<<<<

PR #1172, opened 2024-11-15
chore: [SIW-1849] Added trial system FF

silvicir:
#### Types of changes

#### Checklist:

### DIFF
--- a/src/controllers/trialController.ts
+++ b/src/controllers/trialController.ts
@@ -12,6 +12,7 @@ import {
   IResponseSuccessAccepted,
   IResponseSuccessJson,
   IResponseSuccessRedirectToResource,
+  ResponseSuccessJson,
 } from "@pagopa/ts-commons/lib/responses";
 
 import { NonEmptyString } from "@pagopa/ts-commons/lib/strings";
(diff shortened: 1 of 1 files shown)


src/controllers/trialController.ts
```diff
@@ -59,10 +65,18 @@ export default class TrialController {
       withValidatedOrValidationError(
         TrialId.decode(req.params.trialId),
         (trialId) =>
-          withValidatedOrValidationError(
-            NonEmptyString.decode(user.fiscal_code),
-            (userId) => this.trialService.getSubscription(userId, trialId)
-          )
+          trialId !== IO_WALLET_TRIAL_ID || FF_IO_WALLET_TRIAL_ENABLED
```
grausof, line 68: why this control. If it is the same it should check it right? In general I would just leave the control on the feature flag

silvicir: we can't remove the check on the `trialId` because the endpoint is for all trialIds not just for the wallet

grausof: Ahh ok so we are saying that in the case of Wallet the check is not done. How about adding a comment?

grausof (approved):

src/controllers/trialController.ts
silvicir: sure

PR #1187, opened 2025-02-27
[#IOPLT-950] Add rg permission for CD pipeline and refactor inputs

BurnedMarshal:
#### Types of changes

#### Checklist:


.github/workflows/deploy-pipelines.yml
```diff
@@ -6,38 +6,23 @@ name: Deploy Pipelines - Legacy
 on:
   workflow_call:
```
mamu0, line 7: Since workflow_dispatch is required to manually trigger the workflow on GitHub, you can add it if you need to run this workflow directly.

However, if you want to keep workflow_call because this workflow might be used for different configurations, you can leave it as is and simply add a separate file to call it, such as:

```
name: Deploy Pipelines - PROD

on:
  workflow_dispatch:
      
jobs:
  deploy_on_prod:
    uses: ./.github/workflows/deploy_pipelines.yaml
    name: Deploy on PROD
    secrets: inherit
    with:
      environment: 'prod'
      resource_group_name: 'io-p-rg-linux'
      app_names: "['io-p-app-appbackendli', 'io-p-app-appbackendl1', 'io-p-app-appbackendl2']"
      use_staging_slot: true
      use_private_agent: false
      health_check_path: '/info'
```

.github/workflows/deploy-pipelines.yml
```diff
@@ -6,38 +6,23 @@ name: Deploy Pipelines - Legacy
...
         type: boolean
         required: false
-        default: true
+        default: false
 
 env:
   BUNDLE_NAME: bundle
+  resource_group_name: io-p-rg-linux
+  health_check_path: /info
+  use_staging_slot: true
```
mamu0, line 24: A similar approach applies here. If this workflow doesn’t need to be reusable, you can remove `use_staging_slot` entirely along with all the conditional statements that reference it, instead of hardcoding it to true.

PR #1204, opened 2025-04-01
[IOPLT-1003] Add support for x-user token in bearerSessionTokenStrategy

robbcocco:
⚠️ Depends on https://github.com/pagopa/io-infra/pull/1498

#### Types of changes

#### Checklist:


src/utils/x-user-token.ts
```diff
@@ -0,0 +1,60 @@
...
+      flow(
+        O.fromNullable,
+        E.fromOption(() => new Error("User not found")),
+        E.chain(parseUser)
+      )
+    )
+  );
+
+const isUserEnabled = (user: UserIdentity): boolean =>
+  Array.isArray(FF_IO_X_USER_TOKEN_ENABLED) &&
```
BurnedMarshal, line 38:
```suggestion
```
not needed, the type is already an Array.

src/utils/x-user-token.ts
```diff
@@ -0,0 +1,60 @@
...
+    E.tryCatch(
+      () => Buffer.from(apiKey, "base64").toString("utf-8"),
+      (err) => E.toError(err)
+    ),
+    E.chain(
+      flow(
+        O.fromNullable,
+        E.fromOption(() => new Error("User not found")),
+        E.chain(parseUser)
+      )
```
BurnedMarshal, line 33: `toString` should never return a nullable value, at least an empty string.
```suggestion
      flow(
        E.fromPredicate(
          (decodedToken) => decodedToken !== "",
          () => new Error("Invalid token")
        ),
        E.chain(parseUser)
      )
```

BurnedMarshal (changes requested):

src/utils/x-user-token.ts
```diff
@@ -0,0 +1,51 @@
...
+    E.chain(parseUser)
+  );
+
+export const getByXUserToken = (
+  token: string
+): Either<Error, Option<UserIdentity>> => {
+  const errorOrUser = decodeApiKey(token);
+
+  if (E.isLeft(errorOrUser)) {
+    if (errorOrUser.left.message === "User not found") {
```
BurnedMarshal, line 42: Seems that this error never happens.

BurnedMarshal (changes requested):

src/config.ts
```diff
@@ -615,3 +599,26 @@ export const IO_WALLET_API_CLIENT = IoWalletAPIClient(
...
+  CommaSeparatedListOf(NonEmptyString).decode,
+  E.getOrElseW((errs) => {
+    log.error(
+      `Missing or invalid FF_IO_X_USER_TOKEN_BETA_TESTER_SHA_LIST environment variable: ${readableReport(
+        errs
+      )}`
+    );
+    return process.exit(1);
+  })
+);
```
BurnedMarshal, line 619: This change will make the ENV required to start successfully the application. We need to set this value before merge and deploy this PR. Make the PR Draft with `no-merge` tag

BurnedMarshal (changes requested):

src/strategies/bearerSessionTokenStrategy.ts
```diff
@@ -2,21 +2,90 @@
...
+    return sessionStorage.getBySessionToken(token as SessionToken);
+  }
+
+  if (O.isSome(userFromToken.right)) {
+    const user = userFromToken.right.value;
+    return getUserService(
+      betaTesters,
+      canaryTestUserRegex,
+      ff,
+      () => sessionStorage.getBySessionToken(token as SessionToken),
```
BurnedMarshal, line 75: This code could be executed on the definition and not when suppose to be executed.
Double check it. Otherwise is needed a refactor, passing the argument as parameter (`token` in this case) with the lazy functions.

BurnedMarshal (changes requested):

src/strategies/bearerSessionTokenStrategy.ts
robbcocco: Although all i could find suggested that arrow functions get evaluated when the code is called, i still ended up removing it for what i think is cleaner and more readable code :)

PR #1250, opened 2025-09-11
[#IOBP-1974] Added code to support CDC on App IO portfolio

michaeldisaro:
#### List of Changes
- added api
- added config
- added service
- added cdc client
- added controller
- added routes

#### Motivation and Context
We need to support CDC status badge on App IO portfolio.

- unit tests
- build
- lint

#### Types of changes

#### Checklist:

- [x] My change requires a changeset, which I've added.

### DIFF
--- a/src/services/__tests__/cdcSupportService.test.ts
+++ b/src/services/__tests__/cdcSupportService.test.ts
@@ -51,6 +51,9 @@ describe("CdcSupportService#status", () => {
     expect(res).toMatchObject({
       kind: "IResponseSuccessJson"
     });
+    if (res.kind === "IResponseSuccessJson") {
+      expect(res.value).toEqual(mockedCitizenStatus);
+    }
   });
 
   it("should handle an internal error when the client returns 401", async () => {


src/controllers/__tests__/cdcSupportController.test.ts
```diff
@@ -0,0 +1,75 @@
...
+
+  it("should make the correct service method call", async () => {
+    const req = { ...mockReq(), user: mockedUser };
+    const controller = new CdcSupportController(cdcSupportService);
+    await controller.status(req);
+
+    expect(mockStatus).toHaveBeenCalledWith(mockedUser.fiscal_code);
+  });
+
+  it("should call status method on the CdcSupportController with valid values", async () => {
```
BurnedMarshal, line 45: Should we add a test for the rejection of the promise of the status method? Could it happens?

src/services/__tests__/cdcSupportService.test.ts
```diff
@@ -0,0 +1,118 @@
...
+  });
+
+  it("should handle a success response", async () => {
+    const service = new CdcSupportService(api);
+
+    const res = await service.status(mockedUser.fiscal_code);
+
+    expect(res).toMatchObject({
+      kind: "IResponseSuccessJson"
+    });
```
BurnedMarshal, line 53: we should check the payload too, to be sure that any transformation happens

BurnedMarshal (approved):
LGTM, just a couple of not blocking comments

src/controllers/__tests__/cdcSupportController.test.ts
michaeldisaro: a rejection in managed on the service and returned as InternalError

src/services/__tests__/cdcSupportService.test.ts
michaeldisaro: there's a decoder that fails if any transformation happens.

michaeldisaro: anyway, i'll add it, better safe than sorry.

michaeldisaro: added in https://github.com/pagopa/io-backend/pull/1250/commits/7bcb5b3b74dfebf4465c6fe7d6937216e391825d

>>>>

● **What to work on**
Counting only lines that contain "refactor", say how many there are in the material above, and add nothing.

● **Solution to this problem**
2